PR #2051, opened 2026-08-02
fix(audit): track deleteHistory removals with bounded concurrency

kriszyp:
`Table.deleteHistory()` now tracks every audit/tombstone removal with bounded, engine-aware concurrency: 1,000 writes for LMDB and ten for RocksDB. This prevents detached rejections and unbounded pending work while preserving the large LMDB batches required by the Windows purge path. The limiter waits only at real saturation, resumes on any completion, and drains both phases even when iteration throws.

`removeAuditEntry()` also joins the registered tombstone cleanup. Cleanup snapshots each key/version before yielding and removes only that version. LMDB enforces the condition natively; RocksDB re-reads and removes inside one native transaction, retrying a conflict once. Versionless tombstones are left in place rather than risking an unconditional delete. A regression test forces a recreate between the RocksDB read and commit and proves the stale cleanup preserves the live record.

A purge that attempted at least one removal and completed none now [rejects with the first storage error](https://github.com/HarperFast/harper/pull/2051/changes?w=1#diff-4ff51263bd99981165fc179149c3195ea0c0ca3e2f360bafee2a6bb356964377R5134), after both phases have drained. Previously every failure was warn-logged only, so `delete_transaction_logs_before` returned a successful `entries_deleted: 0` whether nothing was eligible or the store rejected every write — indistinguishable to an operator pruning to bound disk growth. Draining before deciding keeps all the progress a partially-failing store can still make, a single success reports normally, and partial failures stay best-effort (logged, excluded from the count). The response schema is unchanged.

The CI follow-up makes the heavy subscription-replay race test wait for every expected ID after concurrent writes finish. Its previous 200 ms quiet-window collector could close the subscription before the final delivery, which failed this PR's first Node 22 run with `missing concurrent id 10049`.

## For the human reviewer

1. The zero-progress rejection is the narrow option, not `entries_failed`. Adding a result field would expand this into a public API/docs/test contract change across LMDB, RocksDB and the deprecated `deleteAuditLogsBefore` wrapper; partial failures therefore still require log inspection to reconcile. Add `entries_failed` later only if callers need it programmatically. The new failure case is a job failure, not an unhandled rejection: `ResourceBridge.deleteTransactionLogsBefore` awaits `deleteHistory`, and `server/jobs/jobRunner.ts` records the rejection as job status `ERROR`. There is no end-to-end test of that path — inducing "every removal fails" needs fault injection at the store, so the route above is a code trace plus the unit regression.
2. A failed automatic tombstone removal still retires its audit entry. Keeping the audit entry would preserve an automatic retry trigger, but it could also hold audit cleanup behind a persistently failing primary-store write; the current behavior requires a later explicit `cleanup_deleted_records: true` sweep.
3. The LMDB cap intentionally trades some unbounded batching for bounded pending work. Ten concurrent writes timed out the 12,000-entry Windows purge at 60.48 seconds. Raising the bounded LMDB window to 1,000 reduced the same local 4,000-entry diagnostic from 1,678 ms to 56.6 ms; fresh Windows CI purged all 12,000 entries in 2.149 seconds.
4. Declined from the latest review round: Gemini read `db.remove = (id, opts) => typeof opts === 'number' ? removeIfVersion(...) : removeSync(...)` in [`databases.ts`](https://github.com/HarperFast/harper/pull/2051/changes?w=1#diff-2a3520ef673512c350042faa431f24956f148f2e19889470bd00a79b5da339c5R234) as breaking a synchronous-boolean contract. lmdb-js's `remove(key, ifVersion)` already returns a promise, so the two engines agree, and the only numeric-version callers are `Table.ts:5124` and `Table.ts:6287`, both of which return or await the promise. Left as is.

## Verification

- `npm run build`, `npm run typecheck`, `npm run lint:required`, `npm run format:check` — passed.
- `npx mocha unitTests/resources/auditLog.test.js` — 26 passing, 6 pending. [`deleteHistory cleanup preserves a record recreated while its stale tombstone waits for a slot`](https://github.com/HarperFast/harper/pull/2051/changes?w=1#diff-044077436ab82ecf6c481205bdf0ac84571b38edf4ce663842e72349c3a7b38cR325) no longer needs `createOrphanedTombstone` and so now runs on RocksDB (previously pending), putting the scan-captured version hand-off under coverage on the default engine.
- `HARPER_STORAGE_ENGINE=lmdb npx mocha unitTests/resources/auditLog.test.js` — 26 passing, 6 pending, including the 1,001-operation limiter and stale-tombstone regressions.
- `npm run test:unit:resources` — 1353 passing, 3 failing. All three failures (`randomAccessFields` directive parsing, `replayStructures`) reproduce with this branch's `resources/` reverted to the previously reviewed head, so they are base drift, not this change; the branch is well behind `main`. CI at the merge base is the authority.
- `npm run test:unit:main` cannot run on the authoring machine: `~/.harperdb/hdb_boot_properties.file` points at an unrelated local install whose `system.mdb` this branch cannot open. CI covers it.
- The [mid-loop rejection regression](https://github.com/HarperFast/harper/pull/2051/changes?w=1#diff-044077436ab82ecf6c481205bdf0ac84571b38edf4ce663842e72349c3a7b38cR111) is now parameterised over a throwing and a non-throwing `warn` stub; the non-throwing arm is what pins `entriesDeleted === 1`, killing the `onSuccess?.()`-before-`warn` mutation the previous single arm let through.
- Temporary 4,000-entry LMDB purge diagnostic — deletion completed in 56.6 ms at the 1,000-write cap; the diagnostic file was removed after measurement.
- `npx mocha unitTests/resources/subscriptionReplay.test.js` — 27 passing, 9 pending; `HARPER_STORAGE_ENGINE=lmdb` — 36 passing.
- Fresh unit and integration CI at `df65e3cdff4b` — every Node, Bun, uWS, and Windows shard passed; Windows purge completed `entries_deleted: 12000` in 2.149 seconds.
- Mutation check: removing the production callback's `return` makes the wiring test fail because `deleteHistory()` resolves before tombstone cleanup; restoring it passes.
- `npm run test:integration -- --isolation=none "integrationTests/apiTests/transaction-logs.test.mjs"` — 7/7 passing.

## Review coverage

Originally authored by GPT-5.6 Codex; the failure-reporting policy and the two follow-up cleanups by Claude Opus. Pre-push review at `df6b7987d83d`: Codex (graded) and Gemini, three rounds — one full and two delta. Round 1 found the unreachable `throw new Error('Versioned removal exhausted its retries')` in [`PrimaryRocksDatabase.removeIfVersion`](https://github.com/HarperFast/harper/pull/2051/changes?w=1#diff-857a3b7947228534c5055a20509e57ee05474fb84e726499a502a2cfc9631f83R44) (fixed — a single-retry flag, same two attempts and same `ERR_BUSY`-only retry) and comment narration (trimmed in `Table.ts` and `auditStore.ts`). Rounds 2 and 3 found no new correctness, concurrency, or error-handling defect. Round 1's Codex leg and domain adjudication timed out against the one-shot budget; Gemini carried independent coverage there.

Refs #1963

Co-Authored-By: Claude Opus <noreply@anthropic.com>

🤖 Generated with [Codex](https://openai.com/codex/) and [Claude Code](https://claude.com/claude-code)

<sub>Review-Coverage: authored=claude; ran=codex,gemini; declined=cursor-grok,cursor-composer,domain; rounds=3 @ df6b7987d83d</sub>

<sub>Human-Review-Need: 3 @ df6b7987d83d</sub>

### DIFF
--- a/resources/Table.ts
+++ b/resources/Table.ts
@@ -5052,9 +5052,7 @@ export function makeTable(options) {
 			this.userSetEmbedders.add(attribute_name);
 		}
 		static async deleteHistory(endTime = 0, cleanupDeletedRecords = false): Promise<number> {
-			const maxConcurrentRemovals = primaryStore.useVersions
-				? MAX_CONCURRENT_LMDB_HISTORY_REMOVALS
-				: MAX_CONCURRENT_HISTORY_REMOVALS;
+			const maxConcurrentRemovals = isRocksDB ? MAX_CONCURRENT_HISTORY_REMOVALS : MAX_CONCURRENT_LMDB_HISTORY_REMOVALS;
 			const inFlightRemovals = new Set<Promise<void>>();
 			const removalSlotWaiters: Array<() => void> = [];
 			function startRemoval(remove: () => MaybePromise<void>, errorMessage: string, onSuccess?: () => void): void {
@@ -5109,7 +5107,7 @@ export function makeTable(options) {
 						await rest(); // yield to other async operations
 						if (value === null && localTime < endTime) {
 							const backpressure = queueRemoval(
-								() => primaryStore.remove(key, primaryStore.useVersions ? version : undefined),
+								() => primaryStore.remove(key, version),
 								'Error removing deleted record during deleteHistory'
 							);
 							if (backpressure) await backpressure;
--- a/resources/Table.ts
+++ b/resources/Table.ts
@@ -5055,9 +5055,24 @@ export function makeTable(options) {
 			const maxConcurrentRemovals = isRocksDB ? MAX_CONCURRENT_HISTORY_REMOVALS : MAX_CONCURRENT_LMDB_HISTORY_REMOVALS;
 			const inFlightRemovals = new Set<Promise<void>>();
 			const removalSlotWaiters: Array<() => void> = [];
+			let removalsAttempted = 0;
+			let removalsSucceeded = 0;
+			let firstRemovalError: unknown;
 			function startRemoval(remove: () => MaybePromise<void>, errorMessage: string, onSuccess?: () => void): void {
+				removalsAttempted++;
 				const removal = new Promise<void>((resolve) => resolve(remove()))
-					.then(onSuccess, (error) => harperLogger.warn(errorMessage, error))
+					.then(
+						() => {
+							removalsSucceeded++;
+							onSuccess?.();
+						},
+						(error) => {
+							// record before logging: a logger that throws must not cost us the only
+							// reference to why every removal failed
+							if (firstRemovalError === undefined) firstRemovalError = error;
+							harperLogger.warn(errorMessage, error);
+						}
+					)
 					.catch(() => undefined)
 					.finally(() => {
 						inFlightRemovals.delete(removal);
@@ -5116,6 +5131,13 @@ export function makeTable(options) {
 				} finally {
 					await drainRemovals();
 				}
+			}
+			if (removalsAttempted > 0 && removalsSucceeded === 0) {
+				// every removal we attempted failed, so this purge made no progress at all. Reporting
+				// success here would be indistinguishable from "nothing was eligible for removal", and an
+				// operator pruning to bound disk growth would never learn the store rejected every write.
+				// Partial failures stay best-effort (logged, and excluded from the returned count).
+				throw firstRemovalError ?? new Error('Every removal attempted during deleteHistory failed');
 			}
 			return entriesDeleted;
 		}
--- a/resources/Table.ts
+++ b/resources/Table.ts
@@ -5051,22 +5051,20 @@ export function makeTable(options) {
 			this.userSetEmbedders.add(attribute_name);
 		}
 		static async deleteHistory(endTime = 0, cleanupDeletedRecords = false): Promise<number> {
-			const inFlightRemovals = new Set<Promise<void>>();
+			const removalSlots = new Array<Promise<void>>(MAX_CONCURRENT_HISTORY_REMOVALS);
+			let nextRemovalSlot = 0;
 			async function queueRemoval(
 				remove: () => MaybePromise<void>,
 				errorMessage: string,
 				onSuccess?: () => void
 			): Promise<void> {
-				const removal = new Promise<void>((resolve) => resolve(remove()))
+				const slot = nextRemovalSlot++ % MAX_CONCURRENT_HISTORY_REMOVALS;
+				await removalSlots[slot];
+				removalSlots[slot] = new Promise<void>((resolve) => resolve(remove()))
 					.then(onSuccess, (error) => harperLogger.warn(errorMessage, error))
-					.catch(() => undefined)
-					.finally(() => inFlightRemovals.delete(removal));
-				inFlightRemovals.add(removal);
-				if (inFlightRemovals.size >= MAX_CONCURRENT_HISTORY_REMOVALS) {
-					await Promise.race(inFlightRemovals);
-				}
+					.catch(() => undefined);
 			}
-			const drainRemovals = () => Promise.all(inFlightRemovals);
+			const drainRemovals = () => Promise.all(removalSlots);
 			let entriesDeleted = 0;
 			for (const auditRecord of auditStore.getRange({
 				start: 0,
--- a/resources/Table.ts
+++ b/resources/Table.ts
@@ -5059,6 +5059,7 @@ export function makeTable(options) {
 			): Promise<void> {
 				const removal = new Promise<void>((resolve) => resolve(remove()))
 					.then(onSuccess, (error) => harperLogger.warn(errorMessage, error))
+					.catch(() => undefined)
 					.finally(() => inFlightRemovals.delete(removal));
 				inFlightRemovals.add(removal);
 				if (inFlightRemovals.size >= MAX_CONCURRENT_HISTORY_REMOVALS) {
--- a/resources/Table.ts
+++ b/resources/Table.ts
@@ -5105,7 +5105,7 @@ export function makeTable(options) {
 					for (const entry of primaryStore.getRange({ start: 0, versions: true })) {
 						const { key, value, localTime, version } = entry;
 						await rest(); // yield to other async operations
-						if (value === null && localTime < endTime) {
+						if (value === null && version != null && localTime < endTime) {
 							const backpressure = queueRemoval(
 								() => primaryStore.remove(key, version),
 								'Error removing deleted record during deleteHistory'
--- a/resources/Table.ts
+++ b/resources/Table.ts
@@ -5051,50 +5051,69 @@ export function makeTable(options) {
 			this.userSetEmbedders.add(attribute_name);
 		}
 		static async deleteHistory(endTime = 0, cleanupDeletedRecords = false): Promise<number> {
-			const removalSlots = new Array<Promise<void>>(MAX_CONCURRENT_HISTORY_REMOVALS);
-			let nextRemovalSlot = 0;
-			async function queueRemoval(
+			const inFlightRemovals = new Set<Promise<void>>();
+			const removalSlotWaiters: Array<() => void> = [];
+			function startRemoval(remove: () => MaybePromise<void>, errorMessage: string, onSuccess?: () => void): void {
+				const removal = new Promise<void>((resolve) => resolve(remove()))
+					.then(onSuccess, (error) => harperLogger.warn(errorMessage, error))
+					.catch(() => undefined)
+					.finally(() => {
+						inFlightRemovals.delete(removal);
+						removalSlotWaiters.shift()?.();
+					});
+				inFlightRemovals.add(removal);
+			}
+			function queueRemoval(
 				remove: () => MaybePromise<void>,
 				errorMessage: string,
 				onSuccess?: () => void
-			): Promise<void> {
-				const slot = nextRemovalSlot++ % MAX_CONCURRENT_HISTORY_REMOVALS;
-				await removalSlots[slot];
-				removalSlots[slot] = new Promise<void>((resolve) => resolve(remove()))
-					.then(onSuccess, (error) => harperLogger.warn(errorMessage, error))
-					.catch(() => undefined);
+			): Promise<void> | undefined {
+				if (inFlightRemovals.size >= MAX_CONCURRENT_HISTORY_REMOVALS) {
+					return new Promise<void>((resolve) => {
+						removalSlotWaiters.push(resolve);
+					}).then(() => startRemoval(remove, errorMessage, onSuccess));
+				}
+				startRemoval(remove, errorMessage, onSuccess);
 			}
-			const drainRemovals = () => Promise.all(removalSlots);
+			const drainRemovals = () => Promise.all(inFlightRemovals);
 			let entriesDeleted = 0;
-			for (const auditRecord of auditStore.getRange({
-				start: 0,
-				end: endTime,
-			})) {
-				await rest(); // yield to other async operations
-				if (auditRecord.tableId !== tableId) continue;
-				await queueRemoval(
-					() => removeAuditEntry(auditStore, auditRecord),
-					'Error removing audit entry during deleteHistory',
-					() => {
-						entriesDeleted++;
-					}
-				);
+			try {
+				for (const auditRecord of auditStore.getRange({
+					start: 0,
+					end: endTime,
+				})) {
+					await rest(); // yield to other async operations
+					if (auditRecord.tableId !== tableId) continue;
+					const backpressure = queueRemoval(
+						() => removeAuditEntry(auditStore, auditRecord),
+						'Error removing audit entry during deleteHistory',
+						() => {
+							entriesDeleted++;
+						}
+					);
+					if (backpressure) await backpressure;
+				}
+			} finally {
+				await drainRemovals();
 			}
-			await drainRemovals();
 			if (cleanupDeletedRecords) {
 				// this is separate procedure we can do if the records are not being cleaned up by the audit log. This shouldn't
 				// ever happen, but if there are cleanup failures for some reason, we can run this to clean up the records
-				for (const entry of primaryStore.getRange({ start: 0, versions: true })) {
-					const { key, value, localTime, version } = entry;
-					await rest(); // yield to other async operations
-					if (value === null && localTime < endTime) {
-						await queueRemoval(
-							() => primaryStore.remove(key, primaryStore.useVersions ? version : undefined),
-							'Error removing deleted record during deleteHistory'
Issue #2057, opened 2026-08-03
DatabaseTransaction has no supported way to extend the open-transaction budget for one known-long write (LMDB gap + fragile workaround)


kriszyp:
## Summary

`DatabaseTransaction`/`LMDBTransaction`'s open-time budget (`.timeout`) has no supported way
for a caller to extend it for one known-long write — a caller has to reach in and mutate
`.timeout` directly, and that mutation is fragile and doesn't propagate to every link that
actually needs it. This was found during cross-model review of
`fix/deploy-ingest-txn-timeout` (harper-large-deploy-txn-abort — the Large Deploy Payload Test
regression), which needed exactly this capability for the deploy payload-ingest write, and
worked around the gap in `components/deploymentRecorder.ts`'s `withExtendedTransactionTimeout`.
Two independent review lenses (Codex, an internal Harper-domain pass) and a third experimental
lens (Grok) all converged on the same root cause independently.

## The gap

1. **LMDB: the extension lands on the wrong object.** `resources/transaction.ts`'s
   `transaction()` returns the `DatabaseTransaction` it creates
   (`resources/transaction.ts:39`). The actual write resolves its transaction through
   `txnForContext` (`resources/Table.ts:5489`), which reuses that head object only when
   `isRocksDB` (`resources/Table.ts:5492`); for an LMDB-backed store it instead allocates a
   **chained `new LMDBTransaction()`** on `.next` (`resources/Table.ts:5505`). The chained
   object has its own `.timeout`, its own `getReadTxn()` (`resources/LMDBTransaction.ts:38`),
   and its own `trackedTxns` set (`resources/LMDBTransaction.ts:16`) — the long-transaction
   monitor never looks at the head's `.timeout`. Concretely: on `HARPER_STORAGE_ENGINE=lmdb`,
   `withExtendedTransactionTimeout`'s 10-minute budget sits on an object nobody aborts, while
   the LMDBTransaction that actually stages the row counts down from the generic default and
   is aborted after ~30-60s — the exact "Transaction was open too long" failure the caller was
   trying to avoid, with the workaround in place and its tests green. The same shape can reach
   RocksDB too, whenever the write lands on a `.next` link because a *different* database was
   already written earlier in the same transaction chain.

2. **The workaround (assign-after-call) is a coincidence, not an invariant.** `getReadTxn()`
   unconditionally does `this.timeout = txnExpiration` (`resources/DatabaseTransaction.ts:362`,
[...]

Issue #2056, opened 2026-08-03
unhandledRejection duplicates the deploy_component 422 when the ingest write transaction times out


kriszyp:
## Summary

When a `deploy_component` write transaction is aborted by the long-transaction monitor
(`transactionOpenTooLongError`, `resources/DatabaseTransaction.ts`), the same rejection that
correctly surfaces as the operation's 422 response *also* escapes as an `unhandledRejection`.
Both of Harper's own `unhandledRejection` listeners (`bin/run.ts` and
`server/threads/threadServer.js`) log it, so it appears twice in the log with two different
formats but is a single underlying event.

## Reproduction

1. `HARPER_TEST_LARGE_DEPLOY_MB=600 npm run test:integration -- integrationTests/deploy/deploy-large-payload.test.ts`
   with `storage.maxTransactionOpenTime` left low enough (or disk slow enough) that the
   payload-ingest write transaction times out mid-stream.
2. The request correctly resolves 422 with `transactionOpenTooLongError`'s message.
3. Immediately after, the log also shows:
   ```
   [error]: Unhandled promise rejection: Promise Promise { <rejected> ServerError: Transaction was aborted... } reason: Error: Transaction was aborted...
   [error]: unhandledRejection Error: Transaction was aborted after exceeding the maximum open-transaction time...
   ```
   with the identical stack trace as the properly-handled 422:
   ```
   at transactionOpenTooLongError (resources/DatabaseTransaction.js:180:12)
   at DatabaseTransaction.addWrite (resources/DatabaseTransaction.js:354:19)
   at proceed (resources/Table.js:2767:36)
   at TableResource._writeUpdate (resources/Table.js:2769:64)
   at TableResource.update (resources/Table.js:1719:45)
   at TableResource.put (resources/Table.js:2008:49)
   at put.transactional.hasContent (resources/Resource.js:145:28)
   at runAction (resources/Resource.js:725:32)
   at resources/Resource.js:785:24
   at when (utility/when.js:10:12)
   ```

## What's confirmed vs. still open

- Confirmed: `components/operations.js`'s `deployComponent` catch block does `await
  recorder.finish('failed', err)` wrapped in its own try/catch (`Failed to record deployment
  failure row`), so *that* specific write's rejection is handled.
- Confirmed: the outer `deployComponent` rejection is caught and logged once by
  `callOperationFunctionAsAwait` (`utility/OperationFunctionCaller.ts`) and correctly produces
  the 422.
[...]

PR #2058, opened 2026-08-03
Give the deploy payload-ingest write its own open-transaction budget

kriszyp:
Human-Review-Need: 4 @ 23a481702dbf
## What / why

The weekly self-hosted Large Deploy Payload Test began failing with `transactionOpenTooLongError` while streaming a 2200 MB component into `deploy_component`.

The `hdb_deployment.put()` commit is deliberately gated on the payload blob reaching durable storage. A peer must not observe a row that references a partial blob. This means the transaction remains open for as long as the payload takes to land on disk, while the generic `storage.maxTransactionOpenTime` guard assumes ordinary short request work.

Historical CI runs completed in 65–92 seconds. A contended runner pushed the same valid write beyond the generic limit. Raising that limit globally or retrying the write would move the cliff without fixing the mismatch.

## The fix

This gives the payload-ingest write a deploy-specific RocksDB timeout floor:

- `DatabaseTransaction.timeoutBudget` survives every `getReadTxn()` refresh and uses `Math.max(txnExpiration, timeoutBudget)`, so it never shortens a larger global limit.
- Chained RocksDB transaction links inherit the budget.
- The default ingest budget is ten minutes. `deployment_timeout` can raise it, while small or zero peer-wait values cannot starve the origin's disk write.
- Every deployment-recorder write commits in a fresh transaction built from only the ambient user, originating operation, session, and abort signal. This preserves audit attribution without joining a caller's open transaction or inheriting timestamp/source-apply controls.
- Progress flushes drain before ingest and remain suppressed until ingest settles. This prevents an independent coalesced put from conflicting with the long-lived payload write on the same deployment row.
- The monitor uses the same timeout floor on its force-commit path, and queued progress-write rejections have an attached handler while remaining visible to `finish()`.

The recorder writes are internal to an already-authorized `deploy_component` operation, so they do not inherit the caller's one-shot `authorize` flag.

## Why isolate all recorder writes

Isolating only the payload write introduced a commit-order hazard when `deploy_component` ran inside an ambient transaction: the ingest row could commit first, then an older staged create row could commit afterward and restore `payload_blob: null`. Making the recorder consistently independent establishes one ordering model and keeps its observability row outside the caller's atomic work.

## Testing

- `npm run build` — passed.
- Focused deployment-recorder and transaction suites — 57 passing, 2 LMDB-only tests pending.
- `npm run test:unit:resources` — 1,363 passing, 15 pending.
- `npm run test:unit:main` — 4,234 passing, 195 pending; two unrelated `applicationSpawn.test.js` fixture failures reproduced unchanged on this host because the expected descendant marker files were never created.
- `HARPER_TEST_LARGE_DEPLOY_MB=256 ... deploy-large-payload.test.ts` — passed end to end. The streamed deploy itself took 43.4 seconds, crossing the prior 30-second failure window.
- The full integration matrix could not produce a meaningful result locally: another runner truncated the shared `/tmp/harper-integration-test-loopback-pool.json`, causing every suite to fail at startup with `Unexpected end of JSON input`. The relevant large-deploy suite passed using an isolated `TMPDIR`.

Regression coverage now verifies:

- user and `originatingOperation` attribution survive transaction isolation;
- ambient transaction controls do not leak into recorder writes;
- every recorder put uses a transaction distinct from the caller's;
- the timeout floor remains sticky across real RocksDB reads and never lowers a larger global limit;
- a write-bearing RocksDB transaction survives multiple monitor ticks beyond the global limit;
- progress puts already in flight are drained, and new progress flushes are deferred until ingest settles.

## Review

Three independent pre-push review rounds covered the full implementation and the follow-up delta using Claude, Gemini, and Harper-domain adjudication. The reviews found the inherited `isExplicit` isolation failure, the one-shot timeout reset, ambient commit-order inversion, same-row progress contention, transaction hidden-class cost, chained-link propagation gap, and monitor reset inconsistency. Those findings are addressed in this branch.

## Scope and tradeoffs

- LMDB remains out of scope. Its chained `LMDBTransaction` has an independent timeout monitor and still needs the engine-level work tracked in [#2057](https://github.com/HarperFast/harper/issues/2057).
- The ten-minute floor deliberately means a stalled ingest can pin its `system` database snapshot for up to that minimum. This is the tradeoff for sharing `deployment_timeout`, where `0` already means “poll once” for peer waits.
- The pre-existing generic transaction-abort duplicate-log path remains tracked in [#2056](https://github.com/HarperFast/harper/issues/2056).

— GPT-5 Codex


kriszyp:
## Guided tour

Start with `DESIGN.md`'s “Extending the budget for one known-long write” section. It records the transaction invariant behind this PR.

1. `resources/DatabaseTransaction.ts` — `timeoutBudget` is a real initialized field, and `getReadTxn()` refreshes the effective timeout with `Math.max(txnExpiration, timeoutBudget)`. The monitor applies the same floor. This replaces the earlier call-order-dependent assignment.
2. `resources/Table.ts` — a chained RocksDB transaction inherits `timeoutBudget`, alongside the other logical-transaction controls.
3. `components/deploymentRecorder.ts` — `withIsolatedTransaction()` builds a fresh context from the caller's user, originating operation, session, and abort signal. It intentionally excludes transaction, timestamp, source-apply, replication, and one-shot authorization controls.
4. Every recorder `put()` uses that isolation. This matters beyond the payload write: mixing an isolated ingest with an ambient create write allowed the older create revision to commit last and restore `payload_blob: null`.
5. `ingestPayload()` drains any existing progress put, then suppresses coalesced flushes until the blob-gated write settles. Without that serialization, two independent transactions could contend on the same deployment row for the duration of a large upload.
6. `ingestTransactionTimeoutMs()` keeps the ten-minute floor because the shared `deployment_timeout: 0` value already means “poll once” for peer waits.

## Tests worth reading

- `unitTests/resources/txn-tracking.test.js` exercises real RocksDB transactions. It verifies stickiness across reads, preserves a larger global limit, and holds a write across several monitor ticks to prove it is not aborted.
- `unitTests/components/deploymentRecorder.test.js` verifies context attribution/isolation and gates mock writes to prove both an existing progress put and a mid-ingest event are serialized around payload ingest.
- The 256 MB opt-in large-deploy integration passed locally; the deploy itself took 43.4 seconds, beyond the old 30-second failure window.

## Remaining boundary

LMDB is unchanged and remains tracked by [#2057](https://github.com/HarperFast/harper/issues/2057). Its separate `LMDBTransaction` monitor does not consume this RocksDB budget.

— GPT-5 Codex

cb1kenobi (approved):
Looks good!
──────────
**ABOUT THIS EXERCISE:**
In the records above, find the line with "the live record."; write out exactly that line and each one after it, stopping after the line with "1. The zero-progress".

**EXERCISE OUTPUT:**
`removeAuditEntry()` also joins the registered tombstone cleanup. Cleanup snapshots each key/version before yielding and removes only that version. LMDB enforces the condition natively; RocksDB re-reads and removes inside one native transaction, retrying a conflict once. Versionless tombstones are left in place rather than risking an unconditional delete. A regression test forces a recreate between the RocksDB read and commit and proves the stale cleanup preserves the live record.

A purge that attempted at least one removal and completed none now [rejects with the first storage error](https://github.com/HarperFast/harper/pull/2051/changes?w=1#diff-4ff51263bd99981165fc179149c3195ea0c0ca3e2f360bafee2a6bb356964377R5134), after both phases have drained. Previously every failure was warn-logged only, so `delete_transaction_logs_before` returned a successful `entries_deleted: 0` whether nothing was eligible or the store rejected every write — indistinguishable to an operator pruning to bound disk growth. Draining before deciding keeps all the progress a partially-failing store can still make, a single success reports normally, and partial failures stay best-effort (logged, excluded from the count). The response schema is unchanged.

The CI follow-up makes the heavy subscription-replay race test wait for every expected ID after concurrent writes finish. Its previous 200 ms quiet-window collector could close the subscription before the final delivery, which failed this PR's first Node 22 run with `missing concurrent id 10049`.

## For the human reviewer

1. The zero-progress rejection is the narrow option, not `entries_failed`. Adding a result field would expand this into a public API/docs/test contract change across LMDB, RocksDB and the deprecated `deleteAuditLogsBefore` wrapper; partial failures therefore still require log inspection to reconcile. Add `entries_failed` later only if callers need it programmatically. The new failure case is a job failure, not an unhandled rejection: `ResourceBridge.deleteTransactionLogsBefore` awaits `deleteHistory`, and `server/jobs/jobRunner.ts` records the rejection as job status `ERROR`. There is no end-to-end test of that path — inducing "every removal fails" needs fault injection at the store, so the route above is a code trace plus the unit regression.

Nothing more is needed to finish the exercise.